2. You want to paint a clear picture of the true Gospel. – When you live in the midst of a hostile city, you want to live in such a way that you point those around you to the true hope you have in Christ.

Refusing to throw a party because your neighbors might drink distorts the true Gospel.

The Gospel is that God has given you life with him only through his grace worked out by Jesus Christ in his life, death, and resurrection. You did not change your ways so that God would accept you. God accepted you so you could change.

But when you refuse to reach out to your neighbors because they might behave in ways you do not like, you are telling them a different story. You are telling them that you became a Christian because of how good you are.

You are telling them that they need to first change in order for you to accept them as neighbors. A better a picture of the Gospel would be to first accept them into your homes and then call them to the hope that is available in Jesus so they can have the power to change.

3. You are following the example of Jesus Himself. – Perhaps the best reason you should go ahead and still throw a party even if your neighbors might drink is the fact that it never stopped Jesus.

Jesus’ very first miracle happened at one big party where the alcohol had dried up (Jn 2). Jesus not only went to the wedding even though wine was being served, but he also pursued the good of his neighbors by turning the water into the best wine of the night.

The Bible says the Son of Man came to do three things: 1. to serve and not be served and give his life as a ransom for many (Mk 10:45), 2. to seek and save the lost (Lk 19:10), 3. to come eating and drinking (Mt 11:19).

In fact, the Son of Man came to do so much eating and drinking, the religious leaders and Pharisees called him a drunk and glutton, a friend of tax collectors and sinners. Among other things, this implies that Jesus hung out with sinful people even when they brought their beer. The “religious” couldn’t stand it. How could Jesus pollute his reputation like that?

He did it because he came to serve, he came to rescue, he came to give up his own life for others.

So when you throw a party even if your neighbors might behave in ways you don’t like, you are in good company. You are looking and living like Jesus. That’s a safe place to be.

So while the objection, “But they’ll bring beer,” sounds wise and compelling at first, it is not an objection that I believe excuses one from the need to serve our neighbors by throwing parties and inviting our neighbors in the midst of their brokenness to experience the hope we have in Christ as we pursue the good of our city and neighborhoods.

At the end of the day, we need to let go of excuses. Being a missionary is tough, risky, and uncomfortable.
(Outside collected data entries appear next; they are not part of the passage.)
PR #38, opened 2022-01-21
Improve code generation of `Ord` and `PartialOrd`

daxpedda:
See code generation tests, should be very self-explanatory.

### DIFF
--- a/src/trait_/common_ord.rs
+++ b/src/trait_/common_ord.rs
@@ -105,35 +105,48 @@ pub fn build_ord_signature(item: &Item, trait_: &DeriveTrait, body: &TokenStream
 				// other. The index for these variants is used to determine which
 				// `Ordering` to return.
 				for (index, variant) in variants.iter().enumerate() {
-					let mut arms = Vec::with_capacity(variants.len() - 1);
-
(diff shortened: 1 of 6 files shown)


src/trait_/common_ord.rs
```diff
@@ -105,35 +105,48 @@ pub fn build_ord_signature(item: &Item, trait_: &DeriveTrait, body: &TokenStream
...
-						// Make sure we aren't comparing the same variant with itself.
-						if index != index_other {
-							use std::cmp::Ordering::*;
+					// The first variant is always `Less` then everything.
+					if index == 0 {
+						different.push(quote! {
+							#pattern => #less,
+						})
+					}
+					// The last variant is always `Less` then everything.
```
ModProg, line 116:
```suggestion
					// The last variant is always `Greater` then everything.
```

ModProg (changes requested):
looks good :+1:

src/trait_/common_ord.rs
daxpedda: Done.

ModProg (approved):

PR #39, opened 2022-01-23
Publish v1.0.0-rc.2

daxpedda:
Builds on #36.

### DIFF
--- a/Cargo.toml
+++ b/Cargo.toml
@@ -14,7 +14,7 @@ license = "MIT OR Apache-2.0"
 name = "derive-where"
 readme = "README.md"
 repository = "https://github.com/ModProg/derive-where"
-rust-version = "1.34.2"
+rust-version = "1.34"
 version = "1.0.0-rc.2"
 
 [lib]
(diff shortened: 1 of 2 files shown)


Cargo.toml
```diff
@@ -14,7 +14,7 @@ license = "MIT OR Apache-2.0"
 name = "derive-where"
 readme = "README.md"
 repository = "https://github.com/ModProg/derive-where"
-rust-version = "1.34.2"
+rust-version = "1.34"
```
daxpedda, line 17: I noticed that skipping the minor version seems to very common in other crates right now, it looks reasonable to me and is more correct anyway. 1.34.2 doesn't actually fix anything that concerns us.

daxpedda:
Another connection issue in the CI.

Cargo.toml
ModProg: sounds good

daxpedda:
Re-based and good to go @ModProg.

ModProg (approved):

ModProg:
only the date is in the past :smile:

PR #81, opened 2023-09-03
Enforce default discriminant type for all representations and across editions

daxpedda:
See [Zulip](https://rust-lang.zulipchat.com/#narrow/stream/182449-t-compiler.2Fhelp/topic/enum.20discriminant.20size/near/388771801).

Yanking time ... cry me a river ...

### DIFF
--- a/CHANGELOG.md
+++ b/CHANGELOG.md
@@ -12,6 +12,8 @@ and this project adheres to [Semantic Versioning](https://semver.org/spec/v2.0.0
   possible.
 - Avoid unnecessarily validating the discriminant type of enums with C
   representations in some cases.
+- Make sure to validate that enums with C representation use `isize`
+  discriminants even in the case of an edition change.
 
 ## [1.2.4] - 2023-09-01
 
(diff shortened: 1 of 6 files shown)


ModProg:
we could do this for all cases right? even the non `C` one? I feel like that would make sense, as technically also the `repr(Rust)` could change on an edition.

daxpedda:
I was having the same thought, but I would have said that would break all proc-macros out there, so we should be safe? I don't want to further ruin the code generation ...

WDYT?

daxpedda:
We could also ask on Zulip again?

ModProg:
well, I'd say even the change to `repr(C)` would break all proc macros.

src/test/basic.rs
```diff
@@ -197,7 +197,7 @@ fn enum_() -> Result<()> {
 	};
 	#[cfg(not(feature = "nightly"))]
 	let ord = quote! {
-		fn __discriminant<T>(__this: &Test<T>) -> isize {
+		const fn __discriminant<T>(__this: &Test<T>) -> isize {
```
daxpedda, line 200: WDYT of that?

ModProg: Does a const function ensure what we want? i.e. make overflow a compilation error?

ModProg: I checked that it doesn't in #82

daxpedda: Split off to #82.

daxpedda:
It's done, checking both now.

daxpedda:
I think we can get this out first and figure out #83 later when we get an answer.

ModProg (approved):

PR #82, opened 2023-09-03
Make `discriminant` function `const`

daxpedda:
Split off from #81.

### DIFF
--- a/src/test/basic.rs
+++ b/src/test/basic.rs
@@ -197,7 +197,7 @@ fn enum_() -> Result<()> {
 	};
 	#[cfg(not(feature = "nightly"))]
 	let ord = quote! {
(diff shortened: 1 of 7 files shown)


ModProg (approved):
This would only leave the `as` code

ModProg:
```rs
fn main() {
    dbg!(hello());
}

const fn hello() -> u8 {
    200_u8.pow(2)
}
```

runs in release without issues.

While 
```rs
const fn hello() -> u8 {
    const A: u8 = 200_u8.pow(2);
    A
}
```

fails to compile

ModProg:
So while this definitly doesn't hurt, as the function can be const, it doesn't improve the issue at all.

daxpedda:
Oh yeah, it doesn't actually fix our problem, I just added it help the compiler :sweat_smile:.

PR #83, opened 2023-09-03
Remove C validation

daxpedda:
Just leaving this here in case it turns out we don't need this validation ...


daxpedda:
I think we can just go ahead with this. As noted in the discussion back then, Rust can't change this without all hell breaking loose.

ModProg (approved):

PR #87, opened 2023-12-04
Fix wrong usage of `Copy` in `Clone` when bounds are present

### LINKED ISSUE #86: Copy + Clone optimization is incorrect
The code [here](https://github.com/ModProg/derive-where/blob/d0dbebd33a27a7a8863445901004818e32f1088a/src/trait_/clone.rs#L52-L58) that special-cases deriving `Copy` and `Clone` bounds together is incorrect. Take, for example, the following type:

```rust
pub struct Wrapper<Inner, S> {
    inner: Inner,
    marker: PhantomData<S>,
}
```

A `#[derive_where(Copy, Clone; Inner)]` annotation will produce the following code:
```rust
impl<Inner, S> ::core::marker::Copy for Wrapper<Inner, S> where Inner: ::core::marker::Copy {}
impl<Inner, S> ::core::clone::Clone for Wrapper<Inner, S>
where
    Inner: ::core::clone::Clone,
{
    #[inline]
    fn clone(&self) -> Self {
        *self
    }
}
```

This [won't compile](https://play.rust-lang.org/?version=stable&mode=debug&edition=2021&gist=fa6a4dca39f47de6168770fa18727495) because the `Clone` impl can't prove that the type `Inner` implements `Copy` (correctly).

One solution is to require `Inner: Copy + Clone` in the annotation; that produces code that compiles, but that is overly restrictive since `Wrapper<Inner, S>` will only implement `Clone` if `Inner: Clone` _and_ `Inner: Copy`.

daxpedda:
Still going to add some integration tests.

Fixes #86.

### DIFF
--- a/CHANGELOG.md
+++ b/CHANGELOG.md
@@ -5,6 +5,11 @@ All notable changes to this project will be documented in this file.
 The format is based on [Keep a Changelog](https://keepachangelog.com/en/1.0.0/),
 and this project adheres to [Semantic Versioning](https://semver.org/spec/v2.0.0.html).
 
+## [Unreleased]
+
+### Fixed
+- Use the `Copy` implementation for `Clone` only if no bounds are present.
+
 ## [1.2.5] - 2023-09-03
 
 ### Changed
--- a/src/test/bound.rs
+++ b/src/test/bound.rs
@@ -152,7 +152,9 @@ fn check_trait_bounds() -> Result<()> {
 			{
 				#[inline]
 				fn clone(&self) -> Self {
-					*self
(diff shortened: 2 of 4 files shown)


ModProg (approved):
How does std handle this? Same logic? (Meaning they only use it without generics)

daxpedda:
I don't know, will check and report back when I'm done with fixing CI.

daxpedda:
As far as I can tell, Rust std doesn't actually use `Copy`, it will always use `clone()` when implementing `Clone`.

PR #93, opened 2023-12-14
Improve CI

daxpedda:
- Don't run CI on every push, but only on the `main` branch and in PRs.
- Cancel CI when a new one is already run on a newer commit.
- Use [`CARGO_TERM_COLOR`](https://doc.rust-lang.org/1.74.0/cargo/reference/environment-variables.html#configuration-environment-variables).
- Use [`taiki-e/install-action`](https://github.com/taiki-e/install-action).
- Make sure to always checkout the repo first, which avoids some issues, like running actions.
- Add [Typos](https://crates.io/crates/typos) for spell checking.

### DIFF
--- a/.github/workflows/test.yml
+++ b/.github/workflows/test.yml
@@ -1,18 +1,30 @@
 name: Test
 
-on: [push, pull_request]
+on:
+  push:
+    branches: ["main"]
+  pull_request:
+
+concurrency:
+  group: ${{ github.workflow }}-${{ github.ref_name }}
+  cancel-in-progress: true
+
+env:
+  CARGO_TERM_COLOR: always
 
 jobs:
   build-test:
-    name: Build + Test
+    name: Build & Test
+
+    runs-on: ubuntu-latest
 
     strategy:
       fail-fast: false
       matrix:
         rust:
-          - 1.57.0
-          - stable
-          - nightly
+          - { version: 1.57.0, msrv: true }
+          - { version: stable, msrv: false }
+          - { version: nightly, msrv: false }
         features:
           - ""
           - --features safe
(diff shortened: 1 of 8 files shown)


.github/workflows/test.yml
```diff
@@ -1,18 +1,30 @@
...
     strategy:
       fail-fast: false
       matrix:
         rust:
-          - 1.57.0
-          - stable
-          - nightly
+          - { version: 1.57.0, msrv: true }
+          - { version: stable, msrv: false }
+          - { version: nightly, msrv: false }
```
ModProg, line 27: Couldn't you have the msrv on an include?
something like:
```yml
rust: 
  - stable
  - nightly
include:
  - rust: 1.57.0
    msrv: true
```

or
```yml
rust: 
  - stable
  - nightly
  - 1.57.0
include:
  - rust: 1.57.0
    msrv: true
```

This seems to be almost the same usecase: https://docs.github.com/en/actions/using-jobs/using-a-matrix-for-your-jobs#example-expanding-configurations

ModProg (changes requested):

.github/workflows/test.yml
daxpedda: Lets try.

daxpedda: Okay, unfortunately it doesn't seem to work because then it doesn't generate jobs for all the different features in the matrix.

daxpedda: You can see that here: https://github.com/ModProg/derive-where/actions/runs/7208420043.
Ignoring the error (which is just me forgetting to adjust some more stuff in `no_std`), you can see it only generates a single job for v1.57.0.

daxpedda:
Ah, I see, didn't pay close attention.
That works indeed.

ModProg (approved):

PR #95, opened 2023-12-14
Use optimized output for `Clone` and `PartialOrd` with custom bounds

daxpedda:
Some more `Clone` and `PartialOrd` optimization.
Thank you @eric-seppanen for pointing it out.

### DIFF
--- a/src/test/mod.rs
+++ b/src/test/mod.rs
@@ -1,5 +1,6 @@
 mod basic;
 mod bound;
+mod clone;
 mod discriminant;
 mod enum_;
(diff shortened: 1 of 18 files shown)


src/test/mod.rs
```diff
@@ -1,5 +1,6 @@
 mod basic;
 mod bound;
+mod clone;
```
daxpedda, line 3: We somehow managed to forget adding this module.

eric-seppanen:
The macro output looks good in my use case. Thanks!

ModProg (approved):

PR #102, opened 2024-12-01
Fix source file permissions.

alebastr:
`lib.rs` seems to be erroneously marked as executable. This has no purpose, and combined with the `#![...]` in the first line confuses any tools that expect the shebang line.

In particular, our (Fedora) packaging tools consider this source file a script and trip on the invalid shebang while trying to infer the interpreter.


daxpedda (approved):
How did that happen.
Maybe we should consider adding a check in the CI for that?

daxpedda:
CI was fixed in #103.

PR #105, opened 2025-01-30
skip(Clone)

### LINKED ISSUE #104: Feature: Support `skip` on `Clone` derives
Sometimes, it's useful to derive `Clone` for types with fields that cannot be cloned, and need to be re-initialized:

```rust
#[derive_where(Clone, Debug)]
struct Foo {
    // Defaults to `Option::<TcpStream>::default()` on clone
    #[derive_where(skip(Clone))]
    connection: Option<TcpStream>,
    s: String,
    #[derive_where(skip(Debug))]
    i: i32,
}
```

Alternatively maybe `#[derive_where(default(Clone))]` makes more sense here.

ModProg:
fixes #104

### DIFF
--- a/src/trait_/clone.rs
+++ b/src/trait_/clone.rs
@@ -5,7 +5,8 @@ use quote::quote;
 use syn::{TraitBound, TraitBoundModifier, TypeParamBound};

But we can enter that discomfort because of the comfort we have in our Savior who entered the discomforts of our world so that we could be right with God.


One note of clarification: As I said above, the possibility that your neighbors might drink should not stop you from throwing a party for your neighbors in most situations. This is not a universal truth. If you are under 21, you absolutely cannot throw a party where you invite and allow the presence of alcohol. As a believer you are called to follow the laws of your city. In your case refusing the presence of alcohol is what pursuing the good of your city looks like. Another example would be if you, someone in your family, or someone you are trying to reach personally struggles with alcoholism. If you know someone is battling addiction, you want to make sure that you are not putting them in a position to fall into temptation. As believers in Christ, we have freedom – not to a freedom to flaunt but a freedom to give up anything that might hinder a weaker brother who struggles with a specific sin. But all in all, in most situations, it is not appropriate in my opinion to forsake throwing a party for your neighbors just because you’re worried they might want to drink. As missionaries, we’re called to step into the darkness and live as a light that points to the hope we have in Christ – not to withdraw.